Use of Excel in HPC compute clusters falls into the category of intrinsically parallel computation. Excel applications running in HPC can be broken up into two additional calculation types: running Excel workbooks on a cluster and running Excel UDFs on a cluster. An entire workbook may be executed on each compute node via a Service Oriented Architecture (SOA) approach, where HPC provides the necessary infrastructure to load and execute workbooks via WCF services. Alternatively, a single workbook executing on the client may offload user-defined functions (UDFs) that are implemented in XLL files on the cluster.
Core Concept
In the PluralSight course, Vishwas gives a demonstration of the use of HPC Services for Excel. The diagram below illustrates the core concept of the demo:
The left hand side of the diagram represents the client which initiates the computation. The client may be an Excel workbook itself, or it may be another application (such as a Windows app, or even a Web app running on a web server). The HPC compute cluster is represented on the right hand side of the diagram. The key components of the cluster as shown in the diagram are:
Compute nodes (the three machines on the far right of the diagram):
These are the individual machines which will be performing each computation of the Excel workbook. In this example, we are offloading an entire workbook to the cluster as opposed to just computations encased in Excel User Defined Functions. Therefore, the Excel program needs to be installed on each compute node. The code to load a workbook and perform the application specific operations on the workbook is contained in a WCF service instance installed on each node.

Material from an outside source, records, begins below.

PR #2665, opened 2026-01-09
docs(kafka): enable SASL auth example

staceysalamon-aiven:

Adds an example for using SASL auth for a Kafka service to be included in the Aiven docs.


examples/kafka/kafka_sasl_authentication/variables.tf
```diff
@@ -0,0 +1,26 @@
+variable "aiven_token" {
+  description = "Aiven token"
+  type        = string
```
vmyroslav, line 3: Lets mark token as sensitive, please

vmyroslav (approved):

PR #2667, opened 2026-01-12
refactor: store `DoOnce` result

byashimov:
Resolves NEX-2252.

Adds internal storage to `DoOnce` which is a common use case.

### DIFF
--- a/internal/schemautil/database.go
+++ b/internal/schemautil/database.go
@@ -48,16 +48,14 @@ func (w *DatabaseDeleteWaiter) Conf(timeout time.Duration) *retry.StateChangeCon
 }
 
 var (
-	initialDatabases     sync.Map
-	initialDatabasesCall DoOnce
-	ErrDbAlreadyExists   = fmt.Errorf("database already exists")
+	seenDatabases       sync.Map
+	serviceDatabaseList DoOnce[bool]
+	ErrDbAlreadyExists  = fmt.Errorf("database already exists")
 )
 
 func ForgetDatabase(projectName, serviceName, dbName string) {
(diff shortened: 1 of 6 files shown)


internal/schemautil/database.go
```diff
@@ -48,16 +48,14 @@ func (w *DatabaseDeleteWaiter) Conf(timeout time.Duration) *retry.StateChangeCon
...
+	ErrDbAlreadyExists  = fmt.Errorf("database already exists")
 )
 
 func ForgetDatabase(projectName, serviceName, dbName string) {
-	serviceKey := filepath.Join(projectName, serviceName)
-	dbKey := filepath.Join(serviceKey, dbName)
-	initialDatabasesCall.Forget(serviceKey)
-	initialDatabases.Delete(dbKey)
+	dbKey := filepath.Join(projectName, serviceName, dbName)
+	seenDatabases.Delete(dbKey)
```
vmyroslav, line 58: Should we also call `serviceDatabaseList.Forget(projectName, serviceName)`?

internal/schemautil/service.go
```diff
@@ -1130,21 +1125,16 @@ func ServicePoweredForget(project, serviceName string) {
...
+		return s.State == service.ServiceStateTypePoweroff, nil
+	}, project, serviceName)
 
-	isOn, _ := servicePoweredMap.Load(key)
-	if !isOn.(bool) {
+	if isOff {
 		return ErrServicePoweredOff
 	}
-	return nil
+	return err
```
ndk: Shouldn't it be something like this?
```suggestion
	if err == nil && isOff {
		return ErrServicePoweredOff
	}
	return err
```

PR #2830, opened 2026-04-09
feat(plugin): load examples from the OpenAPI spec

byashimov:
Resolves NEX-2450.

The request/response objects in the spec contain a full example that we can use for our snippets.

The next step would be to use those examples for the docs website.

### DIFF
--- a/generators/plugin/main.go
+++ b/generators/plugin/main.go
@@ -418,6 +418,11 @@ func fromOperationID(scope *Scope, operation *Operation, root *Item) error {
 			return err
 		}
 
+		err = loadExamples(root, path.Request.Content.ApplicationJSON.Example)
+		if err != nil {
+			return err
+		}
+
 		operation.Request = request
 	}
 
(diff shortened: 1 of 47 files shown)


html/pipeline-mockup.html
```diff
@@ -0,0 +1,544 @@
+<!DOCTYPE html>
```
vmyroslav: I guess it was included by mistake

byashimov: Thanks. Had rebased too often.

generators/plugin/main.go
```diff
@@ -845,3 +859,54 @@ func fillOptionalFields(parent *Item, item *Item, name string) error {
...
+	return nil
+}
+
+func castSafely(kind SchemaType, value any) (any, bool) {
+	var v any
+	var ok bool
+	switch kind {
+	case SchemaTypeString:
+		v, ok = value.(string)
+	case SchemaTypeInteger:
```
vmyroslav, line 900: Looks like all integer examples would be ignored here, because all numbers were casted to `float` by json marshaling

byashimov: True. But there is yaml definitions as well.

vmyroslav: Yes, but the question was: is it intentional to skip the integer examples from spec, like this:

`"pool_size": {"type": "integer", "minimum": 1, "maximum": 10000, "description": "Size of PGBouncer's PostgreSQL side connection pool"}`

vmyroslav (approved):

PR #2836, opened 2026-04-14
feat(plugin): generate example tf files

byashimov:
Resolves NEX-2454.

Generates examples from the spec.


byashimov:
merged with https://github.com/aiven/terraform-provider-aiven/pull/2838

PR #2846, opened 2026-04-21
fix(kafka_topic): change message timestamp fields type

byashimov:
- Change `aiven_kafka_topic` field `config.message_timestamp_after_max_ms` type to integer
- Change `aiven_kafka_topic` field `config.message_timestamp_before_max_ms` type to integer


byashimov:
These are new fields, and there is a type conversion https://developer.hashicorp.com/terraform/language/expressions/types#type-conversion
Should do the job.

ndk (approved):

PR #2854, opened 2026-04-22
fix(byoc): harden forceNew in aws entity resource

d812k:
Resolves: IP-882.

Mark `cloud_provider`, `cloud_region`, `deployment_model`, and `reserved_cidr` as `forceNew` on `aiven_byoc_aws_entity`. The OpenAPI spec advertises these fields in the update body, but the backend cannot change them in place


byashimov:
Hey @d812k 
I really think this change should happen on the backend when possible.
It's not Terraform only, but the go client is affected as well.

vmyroslav (dismissed):

d812k:
@byashimov could you please elaborate your comment. do you mean that these changes have to be implemented elsewhere?

vmyroslav (approved):

byashimov:
> @byashimov could you please elaborate your comment. do you mean that these changes have to be implemented elsewhere?

I mean, if that's possible, I would remove them from the request body in the spec. So we don't need to patch it in Terraform, and go client.

PR #2861, opened 2026-04-27
refactor(project_vpc): migrate to plugin

ndk:

Resolves: #NEX-2451.

Migrates `aiven_project_vpc` to the Plugin Framework.

This also adds two small generator features needed for this migration:
- `populateFieldsFromID` fills missing ID fields from the old composed ID, for example `project/project_vpc_id`.
- `onSuccess` runs custom code after a generated operation succeeds. `aiven_project_vpc` uses it to wait until VPC deletion is really finished.


definitions/aiven_project_vpc.yml
```diff
@@ -0,0 +1,25 @@
+# yaml-language-server: $schema=.schema.yml
+location: internal/plugin/service/vpc/projectvpc
+resource:
+  description: Creates and manages a VPC for an Aiven project.
+  removeMissing: true
+  refreshState: true
+  refreshStateWaiter: true
+clientHandler: vpc
```
vmyroslav, line 31: nit: I would transfer the descriptions from the old code, imho they were quite better then the defaults

vmyroslav (dismissed):

vmyroslav:
nit: do you see any benefits not to delete the old files in this PR?

generators/plugin/views_test.go
ndk, line 1: Tests in this file are written by LLM. However it looks ok to me.

internal/plugin/service/vpc/projectvpc/datasource.go
```diff
@@ -0,0 +1,200 @@
...
+		return fmt.Errorf("project name should be alphanumeric")
+	}
+	if v, ok := d.GetOk("vpc_id"); ok && v.(string) != "" {
+		_, err := schemautil.SplitResourceID(v.(string), 2)
+		if err != nil {
+			return fmt.Errorf("invalid vpc_id, should have the following format {project_name}/{project_vpc_id}: %w", err)
+		}
+	}
+
+	return nil
```
byashimov: These two could have had the `pattern` set to a regexp instead of this validation.

internal/plugin/service/vpc/projectvpc/datasource.go
```diff
@@ -0,0 +1,200 @@
...
+
+func dataSourceRead(ctx context.Context, client avngen.Client, d adapter.ResourceData) error {
+	var projectName, projectVPCID, cloudName string
+	if v, ok := d.GetOk("vpc_id"); ok && v.(string) != "" {
+		chunks, err := schemautil.SplitResourceID(v.(string), 2)
+		if err != nil {
+			return fmt.Errorf("error splitting vpc_id: %w", err)
+		}
+		projectName = chunks[0]
+		projectVPCID = chunks[1]
```
byashimov: This can be achieved using the `planModifier`.

internal/plugin/service/vpc/projectvpc/datasource.go
```diff
@@ -0,0 +1,200 @@
...
+			},
+			"state": datasourceschema.StringAttribute{
+				Computed:            true,
+				MarkdownDescription: userconfig.Desc("State of the VPC.").PossibleValuesString(vpc.VpcStateTypeChoices()...).Build(),
+			},
+		},
+		Blocks:              map[string]datasourceschema.Block{"timeouts": timeouts.Block(ctx)},
+		MarkdownDescription: "Gets information about the VPC for an Aiven project.",
+	}
+}
```
byashimov: I think, the moment we are forced to have the whole schema handwritten, it cancels the idea of delivering changes to Terraform. Moreover, the yaml file has no idea about these fields. That's sort of a secret knowledge, that one may debug for a while.

definitions/aiven_project_vpc.yml
```diff
@@ -0,0 +1,33 @@
...
+idAttributeComposed:
+  fields: [project, project_vpc_id]
+  populateFieldsFromID: true
```
byashimov: This functionality must be either in the adapter by default, or in the ResourceData. No need it to generate.

definitions/aiven_project_vpc.yml
```diff
@@ -0,0 +1,33 @@
...
+legacyTimeouts: true
+expandModifier: true
+schema:
+  cloud_name:
+    description: The cloud provider and region where the service is hosted in the format `CLOUD_PROVIDER-REGION_NAME`. For example, `google-europe-west1` or `aws-us-east-2`.
```
byashimov: According to the examples, the provided format is invalid.
I mean, it looks like it can be kebab-case only.

definitions/aiven_project_vpc.yml
byashimov: I guess, somewhere here https://github.com/aiven/terraform-provider-aiven/blob/14eac0ad12c9671bb18ac81379aa937dd9941dbc/internal/plugin/adapter/resourcedata.go#L373
Like split id and use "Set()" to set the values.

internal/plugin/service/vpc/projectvpc/projectvpc.go
```diff
@@ -48,32 +50,51 @@ func refreshStateWaiter(ctx context.Context, client avngen.Client, d adapter.Res
...
-			getRsp, err := client.VpcGet(ctx, project, vpcID)
+			rspGet, err := client.VpcGet(ctx, project, vpcID)
 			if avngen.IsNotFound(err) {
+				// The VPC is deleated completely.
 				return nil
 			}
+
 			if err != nil {
-				return retry.Unrecoverable(err)
+				return err
```
byashimov: Not sure why GET might be unrecoverable, so I have removed this logic.

vmyroslav (approved):

PR #2868, opened 2026-04-29
(adapter): split SchemaTypeMap and SchemaTypeObject treatment

d812k:
Resolves: IP-992.

fromTFValueAny collapsed SchemaTypeMap and SchemaTypeObject into one case and looked up each incoming key in sch.Properties. Map schemas don't populate Properties, so every key on a MapAttribute failed with unknown property `<key>`.
This PR splits two schema types into separate decode cases; Map now recurses into sch.Items, Object keeps the strict sch.Properties[key] lookup.

### DIFF
--- a/internal/plugin/adapter/marshalling_test.go
+++ b/internal/plugin/adapter/marshalling_test.go
@@ -1,0 +1,166 @@
+// Copyright (c) 2026 Aiven, Helsinki, Finland. https://aiven.io/
+
+package adapter
+
+import (
+	"testing"
+
+	"github.com/hashicorp/terraform-plugin-go/tftypes"
+	"github.com/stretchr/testify/require"
+)
+
+// TestFromTFValueAny_Map covers the decode path for SchemaTypeMap.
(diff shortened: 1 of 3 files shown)


vmyroslav (approved):

byashimov:
Hey @d812k 
Thank you for your contribution. Could you please add a TF resource test? I mean, the map case. Thank you.

internal/plugin/adapter/marshalling_test.go
```diff
@@ -0,0 +1,166 @@
...
+			},
+		}
+		val := tftypes.NewValue(looseType, map[string]tftypes.Value{
+			"name":  tftypes.NewValue(tftypes.String, "alpha"),
+			"extra": tftypes.NewValue(tftypes.String, "surprise"),
+		})
+
+		_, err := fromTFValueAny(sch, val)
+		require.Error(t, err)
+		require.Contains(t, err.Error(), `unknown property "extra"`)
```
byashimov, line 164: Oh, gosh. I need to fix this!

Head Node and Broker Node:
The head node is responsible for the cluster management and job scheduling. The client communicates with the head node to initiate a job. Once a job is scheduled and resources allocated by the head node, responsibility of communication between the client and the compute nodes is passed to the broker node. This is because our example is using the SOA method, where the computations are being executed by WCF service instances, and the broker node is responsible for handling the WCF communications.
Design Considerations
- Offload entire workbook vs. UDF
If you’re building an Excel based HPC application, the first key decision is whether to offload the entire workbook to the cluster or just the UDFs. It depends on the kind of application you are building. If the bulk of the computation logic can be encapsulated into XLL file UDFs, and the client to the cluster can be an Excel workbook itself, then the UDF option is a possibility. If the entire workbook needs to run on each compute instance, the SOA based design is required.
- Keeping compute nodes in sync
You have to ensure that the workbook instance and version is the same across all compute nodes in the cluster. This problem is exacerbated if you have a cluster that spans on-premises as well as Azure compute nodes. A synchronization strategy needs to be in place.
- Data intensive applications (Big Data)
HPC server offered a data intensive application type, but going forward Microsoft recommends using HDInsight (Microsoft’s Hadoop implementation) on the MS Azure platform.